Utilities for creating and validating the reference S3 buckets used by
daylily-ephemeral-cluster
.
The tooling in this repository was extracted from the legacy shell scripts that
used to live inside daylily-ephemeral-cluster
and can now be versioned and
released independently.
The project exposes a Python package and a CLI entry point named
daylily-omics-references
. The CLI wraps the logic that was historically
implemented in bin/create_daylily_omics_analysis_s3.sh
and the reference
validation that happened inside bin/daylily-create-ephemeral-cluster
.
Clone the tagged version of the repo you are looking for.
git clone https://github.com/Daylily-Informatics/daylily-omics-references.git
cd daylily-omics-references
The package targets Python 3.9 or newer. Install it directly from the source checkout:
python -m pip install .
or, during development, install an editable copy:
python -m pip install -e .
The commands executed by the CLI shell out to the AWS CLI for recursive S3 copy operations. Ensure that the AWS CLI is installed and authenticated in the environment where you run these commands.
For contributors who prefer managing dependencies with Conda, this repository
ships an environment.yml
file describing a minimal environment that matches
the package requirements.
conda env create -f environment.yml
conda activate daylily-omics-references
python -m pip install -e .
When daylily-omics-references
is executed as part of
daylily-ephemeral-cluster
the Conda environment is provisioned automatically and installed into the
DAY-EC
Conda environment on the cluster nodes.
All commands honour the --profile
option, allowing you to target the same AWS
profile that daylily-ephemeral-cluster
relies on. If you omit the
--execute
flag the operations run in a safe dry-run mode.
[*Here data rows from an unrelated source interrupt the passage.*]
PR #1111, opened 2023-06-01
Fixed behaviour of Ride function blockInfoByHeight for non-positive h…

alexeykiselev:
…eight values.


pkg/ride/functions_proto.go
```diff
@@ -836,9 +836,12 @@ func blockInfoByHeight(env environment, args ...rideType) (rideType, error) {
 		return nil, errors.Wrap(err, "blockInfoByHeight")
 	}
 	height := proto.Height(i)
+	if height <= 0 {
+		return rideUnit{}, nil
+	}
```
nickeskov, line 841: Maybe add test for this?

pkg/ride/functions_proto.go
```diff
@@ -836,9 +836,12 @@ func blockInfoByHeight(env environment, args ...rideType) (rideType, error) {
...
 	header, err := env.state().NewestHeaderByHeight(height)
 	if err != nil {
-		return nil, errors.Wrap(err, "blockInfoByHeight")
+		return rideUnit{}, nil
```
nickeskov, line 844: Is it necessary to ignore the error here?

nickeskov (changes requested):

pkg/ride/functions_proto_test.go
```diff
@@ -736,7 +737,30 @@ func TestAssetInfoV4(t *testing.T) {
...
+	for _, test := range []struct {
+		te   *testEnv
+		args []rideType
+		fail bool
+		r    rideType
+	}{
+		{env, []rideType{rideInt(0)}, false, rideUnit{}},
+		{env, []rideType{rideInt(-1)}, false, rideUnit{}},
+		{env, []rideType{rideInt(2)}, false, obj},
+		{env, []rideType{rideInt(3)}, true, nil},
```
nickeskov, line 754: @alexeykiselev Is it valid that error will be returned instead of unit for blocks in **future** (non non existent blocks)?

pkg/state/script_caller.go
```diff
@@ -187,7 +189,9 @@ func (a *scriptCaller) callAssetScriptCommon(env *ride.EvaluationEnvironment, se
 		}
 		env.SetThisFromFullAssetInfo(assetInfo)
 	}
-	env.SetLastBlock(params.blockInfo)
+	if err := env.SetLastBlockFromBlockInfo(params.blockInfo); err != nil {
+		return nil, err
```
nickeskov, line 193: Maybe add info for the error?

nickeskov (changes requested):

pkg/ride/functions_proto_test.go
alexeykiselev: No, it won't, it is just a mock behaviour to test the error handling. In real life in this case the errNotFound will be returned and handled by returning Unit from function.

pkg/state/script_caller.go
alexeykiselev: No error wrapping before the script execution in this function, so it's the same.

PR #1113, opened 2023-06-06
Update asset info test suite

irina-pereiaslavskaia:
New tests for Update Asset Info Tx


alexeykiselev (dismissed):

itests/update_asset_info_api_test.go
```diff
@@ -0,0 +1,317 @@
...
+		for _, iv := range issue_versions {
+			reissuable := testdata.GetCommonIssueData(&suite.BaseSuite).Reissuable
+			itx := issue_utilities.IssueBroadcastWithTestData(&suite.BaseSuite, reissuable, iv, waitForTx)
+			tdmatrix := testdata.GetUpdateAssetInfoPositiveDataMatrix(&suite.BaseSuite, itx.TxID)
+			for name, td := range tdmatrix {
+				height := utl.GetHeight(&suite.BaseSuite)
+				caseName := utl.GetTestcaseNameWithVersion(name, v)
+				suite.Run(caseName, func() {
+					//***wait n blocks***
+					utl.WaitForHeight(&suite.BaseSuite, height+1)
```
nickeskov, line 34: This would work, definitely. But you can do better.
You can issue assets before all testcases in amount equal of number of  testcases in the test.
If you use different asset for each testcase, you you'll need wait only once after assets issues.

itests/update_asset_info_api_test.go
```diff
@@ -0,0 +1,317 @@
...
+	issue_versions := issue_utilities.GetVersions(&suite.BaseSuite)
+	waitForTx := true
+	for _, v := range versions {
+		for _, iv := range issue_versions {
+			reissuable := testdata.GetCommonIssueData(&suite.BaseSuite).Reissuable
+			itx := issue_utilities.IssueBroadcastWithTestData(&suite.BaseSuite, reissuable, iv, waitForTx)
+			tdmatrix := testdata.GetUpdateAssetInfoPositiveDataMatrix(&suite.BaseSuite, itx.TxID)
+			for name, td := range tdmatrix {
+				height := utl.GetHeight(&suite.BaseSuite)
+				caseName := utl.GetTestcaseNameWithVersion(name, v)
```
nickeskov, line 31: I think `iv` should be also included in the testcase name.

nickeskov (changes requested):
I don't like to repeat the same issues multiple times, so I've written them in one place. These issues can be applied for similar places in the code of current PR.

itests/update_asset_info_api_test.go
irina-pereiaslavskaia: Done

itests/update_asset_info_api_test.go
irina-pereiaslavskaia: Fix

DrBlast (approved):

nickeskov (approved):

usage: daylily-omics-references [-h] [--profile PROFILE] [--region REGION]
[--log-level LOG_LEVEL]
{clone,verify,ensure} ...
daylily-omics-references \
--profile daylily-service \
clone \
--bucket-prefix myorg \
--region us-west-2 \
--execute
The command will create the bucket myorg-omics-analysis-us-west-2
, enable S3
transfer acceleration and copy the reference data for the default version
(0.7.131c
). Use --exclude-hg38
, --exclude-b37
, or --exclude-giab
to
omit large subsets from the copy. Pass --use-acceleration
to copy via the
S3 accelerate endpoint.
daylily-omics-references \
--profile daylily-service \
verify \
--bucket myorg-omics-analysis-us-west-2
This validates that the bucket exists, contains the expected folder structure
and that its s3_reference_data_version.info
marker matches the tagged version
packaged with this release.
The ensure
command combines the previous two flows. It verifies the bucket if
it already exists; otherwise it creates it using the same cloning logic.
daylily-omics-references \
--profile daylily-service \
ensure \
--bucket-prefix myorg \
--region us-west-2 \
--execute
When integrating with daylily-ephemeral-cluster
, configure the cluster
creation scripts to call daylily-omics-references ensure
using the tagged
release of this repository. This guarantees that the S3 bucket backing a
cluster matches the expected reference version and is automatically created when
missing.
Run the test suite with pytest
:
Install pytest
and botocore
before running the test suite:
python -m pip install -e .
python -m pip install pytest botocore
pytest
Pull requests should include unit tests and must pass the full test suite.